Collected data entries

# # # # #

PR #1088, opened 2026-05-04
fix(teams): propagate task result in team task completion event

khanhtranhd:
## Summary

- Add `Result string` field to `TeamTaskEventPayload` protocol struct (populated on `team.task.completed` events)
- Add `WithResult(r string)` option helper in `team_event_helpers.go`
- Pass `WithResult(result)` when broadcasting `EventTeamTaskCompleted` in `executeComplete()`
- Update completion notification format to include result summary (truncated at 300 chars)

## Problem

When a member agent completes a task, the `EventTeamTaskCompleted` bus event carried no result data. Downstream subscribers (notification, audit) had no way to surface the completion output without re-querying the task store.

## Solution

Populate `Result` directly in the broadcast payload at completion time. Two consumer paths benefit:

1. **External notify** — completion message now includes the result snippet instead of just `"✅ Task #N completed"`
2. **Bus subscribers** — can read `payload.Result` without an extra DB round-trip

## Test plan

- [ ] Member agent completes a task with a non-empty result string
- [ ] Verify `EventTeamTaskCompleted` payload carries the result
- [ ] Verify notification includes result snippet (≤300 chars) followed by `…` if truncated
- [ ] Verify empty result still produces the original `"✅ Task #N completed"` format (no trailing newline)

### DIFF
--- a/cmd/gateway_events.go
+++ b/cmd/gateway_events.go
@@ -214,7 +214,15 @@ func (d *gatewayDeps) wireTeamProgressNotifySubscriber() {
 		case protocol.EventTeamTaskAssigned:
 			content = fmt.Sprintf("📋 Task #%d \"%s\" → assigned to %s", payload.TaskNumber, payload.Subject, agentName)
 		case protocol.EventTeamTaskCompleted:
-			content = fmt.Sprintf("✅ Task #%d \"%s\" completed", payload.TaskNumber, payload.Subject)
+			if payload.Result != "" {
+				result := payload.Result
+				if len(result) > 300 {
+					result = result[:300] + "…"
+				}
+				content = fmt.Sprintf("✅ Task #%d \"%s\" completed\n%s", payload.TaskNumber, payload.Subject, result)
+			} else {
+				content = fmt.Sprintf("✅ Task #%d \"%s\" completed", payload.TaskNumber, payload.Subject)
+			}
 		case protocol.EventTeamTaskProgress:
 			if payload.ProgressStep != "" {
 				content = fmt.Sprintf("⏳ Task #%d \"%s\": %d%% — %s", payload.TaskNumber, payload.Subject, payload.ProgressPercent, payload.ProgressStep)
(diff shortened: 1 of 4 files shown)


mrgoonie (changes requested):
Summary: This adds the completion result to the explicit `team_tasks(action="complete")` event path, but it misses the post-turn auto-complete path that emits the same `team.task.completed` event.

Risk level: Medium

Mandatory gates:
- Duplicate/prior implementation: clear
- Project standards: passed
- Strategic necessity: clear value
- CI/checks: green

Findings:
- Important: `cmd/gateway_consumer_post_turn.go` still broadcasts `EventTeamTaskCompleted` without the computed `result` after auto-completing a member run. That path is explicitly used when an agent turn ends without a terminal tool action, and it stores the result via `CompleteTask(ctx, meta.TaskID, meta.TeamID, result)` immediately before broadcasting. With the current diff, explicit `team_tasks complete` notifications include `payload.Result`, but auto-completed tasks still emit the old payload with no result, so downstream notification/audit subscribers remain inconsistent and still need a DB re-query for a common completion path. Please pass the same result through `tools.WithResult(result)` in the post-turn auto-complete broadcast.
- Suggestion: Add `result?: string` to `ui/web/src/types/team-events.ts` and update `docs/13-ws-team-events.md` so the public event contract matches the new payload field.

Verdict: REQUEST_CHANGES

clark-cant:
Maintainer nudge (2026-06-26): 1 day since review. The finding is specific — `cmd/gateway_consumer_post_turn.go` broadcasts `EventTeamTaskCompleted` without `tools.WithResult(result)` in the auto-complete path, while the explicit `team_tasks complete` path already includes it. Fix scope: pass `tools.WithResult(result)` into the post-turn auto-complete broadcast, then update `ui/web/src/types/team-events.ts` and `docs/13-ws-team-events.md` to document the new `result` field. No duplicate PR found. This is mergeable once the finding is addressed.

# # # # #

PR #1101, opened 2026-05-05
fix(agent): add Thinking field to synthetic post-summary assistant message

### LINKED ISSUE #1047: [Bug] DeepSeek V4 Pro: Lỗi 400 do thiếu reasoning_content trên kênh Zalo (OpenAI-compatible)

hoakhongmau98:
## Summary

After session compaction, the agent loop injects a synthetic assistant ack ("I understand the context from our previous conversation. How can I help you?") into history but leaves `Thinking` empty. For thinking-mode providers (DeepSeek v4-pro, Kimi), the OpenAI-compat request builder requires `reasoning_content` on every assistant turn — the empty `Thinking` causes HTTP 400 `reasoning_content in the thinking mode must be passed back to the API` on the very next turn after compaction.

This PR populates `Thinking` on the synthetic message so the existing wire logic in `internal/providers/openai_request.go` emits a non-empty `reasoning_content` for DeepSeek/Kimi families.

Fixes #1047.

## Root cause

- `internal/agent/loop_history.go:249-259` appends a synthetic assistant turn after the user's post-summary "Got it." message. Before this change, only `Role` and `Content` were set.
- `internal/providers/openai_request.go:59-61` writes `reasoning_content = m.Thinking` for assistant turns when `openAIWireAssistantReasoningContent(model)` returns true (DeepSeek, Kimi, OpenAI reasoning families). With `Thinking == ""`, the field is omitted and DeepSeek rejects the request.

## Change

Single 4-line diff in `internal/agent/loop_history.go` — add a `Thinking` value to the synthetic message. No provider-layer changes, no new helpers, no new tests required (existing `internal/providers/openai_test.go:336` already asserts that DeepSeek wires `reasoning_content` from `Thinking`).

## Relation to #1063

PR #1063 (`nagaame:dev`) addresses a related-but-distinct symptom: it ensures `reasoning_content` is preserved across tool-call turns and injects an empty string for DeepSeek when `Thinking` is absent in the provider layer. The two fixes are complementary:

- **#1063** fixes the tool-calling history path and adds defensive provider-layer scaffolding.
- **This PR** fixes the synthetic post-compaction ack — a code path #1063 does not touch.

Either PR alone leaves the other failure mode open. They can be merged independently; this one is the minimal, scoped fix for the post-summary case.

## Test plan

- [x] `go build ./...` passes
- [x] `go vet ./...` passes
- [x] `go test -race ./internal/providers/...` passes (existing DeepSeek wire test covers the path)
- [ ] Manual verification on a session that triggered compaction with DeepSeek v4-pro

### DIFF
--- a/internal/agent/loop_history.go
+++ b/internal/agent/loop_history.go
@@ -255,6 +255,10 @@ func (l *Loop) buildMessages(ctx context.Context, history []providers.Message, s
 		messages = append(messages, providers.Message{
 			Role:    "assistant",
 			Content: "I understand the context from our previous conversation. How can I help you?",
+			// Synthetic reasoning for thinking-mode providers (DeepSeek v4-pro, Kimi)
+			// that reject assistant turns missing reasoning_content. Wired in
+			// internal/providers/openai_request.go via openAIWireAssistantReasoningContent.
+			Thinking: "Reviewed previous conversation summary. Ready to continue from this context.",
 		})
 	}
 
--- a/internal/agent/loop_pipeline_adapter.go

# # # # #

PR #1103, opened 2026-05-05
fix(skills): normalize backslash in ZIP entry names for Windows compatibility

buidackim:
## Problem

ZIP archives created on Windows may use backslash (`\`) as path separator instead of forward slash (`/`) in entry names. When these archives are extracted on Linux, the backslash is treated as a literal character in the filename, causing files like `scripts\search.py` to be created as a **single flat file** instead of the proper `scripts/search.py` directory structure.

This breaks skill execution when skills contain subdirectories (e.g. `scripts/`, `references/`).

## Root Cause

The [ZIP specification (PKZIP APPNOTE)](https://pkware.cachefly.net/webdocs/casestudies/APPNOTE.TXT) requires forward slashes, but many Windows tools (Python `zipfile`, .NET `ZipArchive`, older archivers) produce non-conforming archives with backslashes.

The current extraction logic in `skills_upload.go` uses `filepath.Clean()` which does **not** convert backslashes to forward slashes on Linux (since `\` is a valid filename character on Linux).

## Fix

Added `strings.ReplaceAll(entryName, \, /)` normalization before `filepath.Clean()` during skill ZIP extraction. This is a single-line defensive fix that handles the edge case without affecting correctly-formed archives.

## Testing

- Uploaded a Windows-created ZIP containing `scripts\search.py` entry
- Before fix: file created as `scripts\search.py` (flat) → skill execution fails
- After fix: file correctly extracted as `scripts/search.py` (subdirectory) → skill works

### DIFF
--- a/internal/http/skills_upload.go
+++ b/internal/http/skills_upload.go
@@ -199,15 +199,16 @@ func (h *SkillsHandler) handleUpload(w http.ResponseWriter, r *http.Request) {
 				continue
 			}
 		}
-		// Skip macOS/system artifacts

# # # # #

■ **What is being asked**:
Using the records above, filter out every line that lacks the string "Role" and copy the rest.

■ **Result below**:
- `internal/agent/loop_history.go:249-259` appends a synthetic assistant turn after the user's post-summary "Got it." message. Before this change, only `Role` and `Content` were set.
 			Role:    "assistant",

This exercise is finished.